EU-backed plan inches closer to one-stop farming data hub
- The agricultural sector is one of the beneficiaries of innovations that seek to address production, climate resilience, pests, diseases and yields.
- The four-year project would be implemented in Tunisia, Niger, Ghana, Rwanda, Ethiopia, Mozambique, South Africa and Kenya.
The advent of information, communication technologies have seen the rise of innovations – mostly mobile phone applications – touted as the panacea of social and economic problems that Africa face.
The agricultural sector is one of the beneficiaries of innovations that seek to address production, climate resilience, pests, diseases and yields.
However, most of the solutions have come a cropper as the food insecurity persists and the adverse effects of climate change, such as floods and drought, take a toll on the continent.
To address the disconnect between emerging technologies and end-user adoption, a European Union Horizon 2020-funded project Enhancing Food Security and Agricultural Systems in Africa using Remote Sensing (AfriCultuReS) seeks to develop an information platform based on earth observation data to boost farming and decision-making in the sector.
"Creation of these apps based on earth observation is relatively recent. There has been a real spike in these kinds of applications over the last decade or so. What has been around for a bit longer is the use of ICTs to achieve development objectives. So there is a huge research literature on the use of ICT for development,” he said.
"Unfortunately what that literature shows is that a lot of this ICT for development projects don't work. There are a lot of failed projects that did not achieve objectives and ambitions they set out to achieve," Rose Pritchard of UK-based University of Sheffield, the lead partner in user requirements assessment for the project, told participants of a workshop on the project in Nairobi two weeks ago.”
What's great, she added, is that “we can learn from that literature in terms of developing applications based on earth observation. We can avoid making the same mistakes."The available data, said Ms Pritchard, has led to the development of principles for digital development and set up best practice guidelines in satellite and earth observation.
LocateIT Ltd, a space and geomatics company based in Nairobi, the local partner for the four-year project led by Spain-based company GMV, organised the second user requirements workshop in Nairobi two weeks ago, which brought together earth observation and space experts, partners, downstream users as well as end-users to chart the way forward for the development of an effective geo-based information system for the agricultural sector.
The four-year project would be implemented in Tunisia, Niger, Ghana, Rwanda, Ethiopia, Mozambique, South Africa and Kenya.
"The project has engaged a large number of African institutions with a common goal of achieving food security in sub-Saharan Africa through the use of technology," said Juan Suárez Beltrán of GMV.
SATELLITESHe decried the dearth in local knowledge in implementing an array of value-added data from different sources such as the satellites, adding that the company and its local partners have been conducting workshops across Africa to follow up on the first phase of the project.
Director of Crop Development and Agriculture Research at the Ministry of Agriculture Oscar Magenya, who spoke on behalf of PS Hamadi Boga, said the government is keen on new technologies in its efforts to boost food security.
‘'Here is where we need all the partners who can contribute to the development of comprehensive mechanisms for institutional capacities and knowledge platforms.

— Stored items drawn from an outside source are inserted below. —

PR #3206, opened 2022-04-23
Perf test suite: Add Enzo’s SHA256 module

nomeata:
this module is used in practice, I belive, and a good example for
numeric-heavy code involving fixed width nats, so maybe a good addition
to our test suite.


ggreif (approved):
Awesome idea!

"Threats to food security will continue and particularly in the face of climate change, scenarios such as droughts, frequent floods, diseases and pests such as fall armyworm and maize lethal necrosis disease will increase,” said Prof Boga in a speech Dr Magenya read on behalf of the PS.
"All around the world, there are many instances where research has transformed agriculture. Systems based on precision agriculture and prescriptive planting have observed more than 50 percent increase in yields over very short periods."
Nairobi-based LocateIT is building an agricultural knowledge and information systems targeting farmers, policymakers and service providers in the sector based on the data collated from the project.
"What we are trying to build here is based on what is coming out of the AfriCulTures portal focusing on County Agricultural Management Information System (Camis) because agriculture in Kenya is a devolved function. You cannot ignore the fact that counties need to be involved in this kind of development," said LocateIT’s geomatics lead, Vivianne Meta.
The new information system, she said would help farmers to address their day-to-day challenges and make informed decisions that would help them boost yields.
"Camis will be able to integrate all the data sets from the platforms to disseminate information that is relevant to a farmer in ways that are simplified, accessible and in formats that are most relevant to them," said Ms Meta.
"This platform will help predict upcoming threats due to climate change and sustainable adaptation in crop and livestock systems for the rangelands as well as support disaster preparedness."
The State Department for Crop Development and Agriculture Research, said Prof Boga, is developing a centralised digitised data, information and knowledge portal where agricultural stakeholders can have access to production information on food and nutrition security.